Just as ChatGPT can be abused, a digital voice assistant in electric/autonomous vehicles is a useful value-add — unless it gets hacked!

As electric vehicles (EVs) and autonomous vehicles contain more valuable data and connect to more services, they will also become more lucrative targets for cyber attackers.

There have already been several published examples of cyberattacks on EVs and the infrastructure. For instance, one attack abused the plaintext communication and lack of authentication over the Controller Area Network (CAN) bus protocol between the EV and the charging station. An attacker can spoof the Vehicle Identification Number (VIN), making it possible to charge the vehicle for free.

Another example is an attack targeting the charging station, where a vulnerable open-source software component Log4j was used. An attacker can spoof the car and send a malicious payload to exploit the vulnerability. As a result, the attacker is able to execute arbitrary commands and could possibly charge the vehicle for free.

Can generative AI help?

With the development of powerful AI technologies, there are new opportunities that the automotive industry can seize. One famous example that comes to mind is ChatGPT. 

Automobile manufacturers can use such generative AI language models to build their own digital assistants and train the system with automotive-specific information.

One can imagine an automaker training its EVs’ digital assistant module with information from the car user manual as well as information on how to support common use cases including route planning, integration with smart homes and devices, charging, and so on. This would allow the driver to easily ask questions about a warning light blinking on the dashboard; plan an efficient route to the airport; open the garage door or connect a user device; find and reserve a charging spot etc., without having to dig through a large user manual or fiddle with multiple devices or systems.

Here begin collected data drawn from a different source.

PR #3980, opened 2024-07-03
Add stamping support to go_binary

### LINKED ISSUE #2154: Add stamp attribute in go_binary rule

0.19.0

commit: 7a19100a6d86a392a2f88e337fbcc60a3e4b154a

Near master

0.24.1

Yes

Linux amd64

Hope the stamp behavior to keep consistent with other language toolchains in https://docs.bazel.build/versions/master/be/overview.html

Many [lang]_binary rule have stamp attribute.

ian-h-chamberlain:
**What type of PR is this?**

Feature

Adds a `stamp` attribute to `go_binary` which can be used to override `--[no]stamp` behavior for a specific binary target.

Semantics match [those of `cc_binary`](https://bazel.build/reference/be/c-cpp#cc_binary.stamp), and are limited to just go_binary for now.

Closes #2154

**Other notes for review**

Open questions / tasks:
- [ ] I am not 100% sure where documentation needs to be updated, if someone can point me in the right direction I'm happy to add that.
- [ ] Should `go_test` have this attribute as well? I didn't think it made sense for libraries have it, since conflicts between dependencies would need to be resolved, but I could probably add it for `_test` without needing to address those.


fmeum (commented):
The ternary value for `stamp` is generally pretty confusing, even if consistent with `cc_binary`. Could you explain what you would like to use this new attribute for? I wonder whether we really need to support all three values.

ian-h-chamberlain:
Sure, the use case we have in my organization is for iterating while manually testing one of our apps. We basically have two main use cases:

- Building for production via CI (we use `--stamp` in the build)
- Developer build for local testing (requires remembering `--stamp` every time to get a stamped build)

We don't want to stamp everything (non-Go, unit tests, etc.) all of the time, to maximize cache hits, so we don't have `--stamp` in our `.bazelrc`. However, we would ideally like to use stamping for developer builds to embed e.g. git data, build timestamp just for the final `go_binary`. 

As it stands without this change (or equivalent), users have to remember to pass `--stamp` every time they build this particular target to get the embedded metadata, but with this change we could set `stamp = 1` and forget it. For our purposes we would also be fine with `stamp = True` to force-stamp a particular target (where the default behavior for `False` would be to just follow `--[no]stamp`).

I mainly kept the ternary in case there would ever be users that want to forcefully _disable_ stamping for certain targets, but I'm not sure if is particularly common. A quick search on GitHub shows _some_ usage like this, but it seems fairly limited (mostly forks of `llvm-bazel`, I guess): https://github.com/search?q=%2F%5Cbstamp+%3D+0%2F+path%3A%2FBUILD%28%5C.bazel%29%3F%24%2F&type=code

gpanders:
I was surprised to learn today that `go_binary` does not already have a `stamp` attribute, and found this PR after trying to figure out why.

Our use case is similar to the one described above. Having this attribute would be helpful to us as well.

PR #3984, opened 2024-07-08
Break reliance on GOROOT_FINAL

### LINKED ISSUE #969: Full stdlib file paths in binary
Seems like paths to standard library packages are put into the binary. That means builds are not reproducible, right?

Dennis Kengo Oka, Principal Automotive Security Strategist, Synopsys Software Integrity Group

Know the risks 

It is extremely important for automakers to consider what type of training data is used, as well as to apply policies that define what bot responses are allowed with various type of information. 

Similar to how early users of ChatGPT were able to figure out how to make the chatbot write malware and hacking tools or to gain information that could be used with malicious intent, an autonomous vehicle’s digital assistant could also be abused by certain people to potentially gain certain harmful information, such as how to clone the car keys. Or, hackers could issue unauthorized commands that could lead to attackers stealing the car or charging for free.

Therefore, as more EVs are deployed, and the necessary infrastructure built up, it is imperative for the automotive industry to improve the overall cybersecurity posture for the entire ecosystem:

    • Automotive organizations need to establish a cybersecurity management system (CSMS) with improved cybersecurity awareness in the organization as well as incorporate dedicated cybersecurity activities during product development.
    • For automobile software development, these CSMS activities include static application security testing, vulnerability scanning and fuzz testing.
    • Moreover, to improve the quality of code, ensuring compliance to certain coding standards such as CERT C/C++, MISRA C/C++ or AUTOSAR C++ is also recommended.
    • Organizations also need to consider the risks in the software supply chain such as software vulnerabilities and open-source license violations and how to address them. For example, the procurer should give requirements to the supplier to perform certain cybersecurity activities on their product before it is provided to the procurer. These requirements will include following certain coding guidelines, ensuring license compliance for open-source software components and performing fuzz testing.
    • Using automated tools to perform these activities is recommended to improve efficiency and reduce manual effort.

Such steps will help to automakers to establish a secure software development lifecycle with automated tools running continuously in a continuous integration pipeline.